August 23, 2007 – Advanced ICU Care, a company that connects critical care medicine physicians and nurses to hospital intensive care units via telemedicine, said it is partnering with St. Alphonsus Regional Medical Center in Boise, Idaho to provide 24/7 monitoring for the hospital's ICU patients, in collaboration with St. Alphonsus’ local medical and nursing staffs.
The medical center will begin using Advanced ICU Care’s eICU program later this year to help support the hospital’s intensive care unit. The unit will open with 22 beds, with the ability to grow to 32. The eICU program allows Advanced ICU Care’s intensivists and critical care nurses, located at the company’s Operations Center in St. Louis, to care for patients from afar using clinical management software combined with patient data and video capabilities. St. Alphonsus also plans to extend these capabilities to hospitals throughout Idaho, leveraging telemedicine to extend clinical expertise, providing greater access to highly specialized care and technologies, and offering an expanded network of clinical services.

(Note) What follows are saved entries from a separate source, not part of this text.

Issue #1786, opened 2021-09-19
luksbootkeyfile job "cryptsetup luksAddKey" fails, timeout too short


whorfin:
This was observed attempting to install lubuntu 20.04.3 LTS, but as we shall see, I think it might be fundamental.

What was observed:
Ticking the "Encrypt" box for a "erase and install from scratch" installation eventually resulted in the popup:
```
Error
Installation Failed
Encrypted rootfs setup error
Could not configure LUKS key file on partition /dev/sda1.
```

After the installer bailed, I found that `/crypto_keyfile.bin` was in fact created
And I could manually (with a chroot)
```
# cryptsetup luksAddKey /dev/sda1 /crypto_keyfile.bin
```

Advanced ICU Care intensivists and critical care nurses will provide continuous remote care and monitoring for patients seven days a week, 24 hours a day, supporting the local intensivist and critical care nursing teams which staff the ICU. They will also assist with operating the hospital’s InTouch remote presence robotic systems. This will be in place at St. Alphonsus and other community hospitals to improve access to specialty care and state-of-the art technologies, as well as enhance the quality of care. The robotic systems will allow Advanced ICU Care’s intensivists to help round on critically ill patients, speak with family members and consult with the local medical staff.
Through a TATRC (Telemedicine and Advanced Technology Research Center) grant, St. Alphonsus will use telemedicine to deliver different types of specialists, including intensivists, to hospitals in the greater community.
“We are excited to explore all the possibilities of using this quality-driven technology to enable us to expand the expertise of intensivists throughout the rural states of Idaho and Oregon,” said Michael J. Ward, CHE, executive director, corporate development at St. Alphonsus Regional Medical Center. “We look forward to working with such a high-quality medical service company as Advanced ICU Care has proven to be. This is a great example of private and government sectors working together to improve the quality and efficiencies of healthcare in our communities.”
“St. Alphonsus has continued to focus on applying innovative technologies to deliver the best possible care, and we look forward to our collaboration with the hospital and our partnership with the local intensivists, pulmonologists and nursing staff to provide the highest level of care and safety for patients in the ICU,” said Mary Jo Gorman, MD, MBA, chief executive officer of Advanced ICU Care. “We admire the hospital’s ongoing efforts to expand access to specialized care to patients both within and outside the hospital.”
Advanced ICU Care’s eICU program, which will be in place in eight hospitals throughout the U.S., has helped improve patient care and safety in the ICU. One hospital noted a 24 percent reduction in patient mortality after using the eICU program for one year, while cardiac arrests dropped nearly 70 percent. The program also helps deliver best practice standards and continuous process improvement in the ICU and across the continuum of care.
In more rural communities, the eICU program is also being used to help leverage scarce critical care resources. With just 6,000 intensivists in the U.S., demand is expected to outstrip supply, and this shortfall is projected to worsen given the aging U.S. population.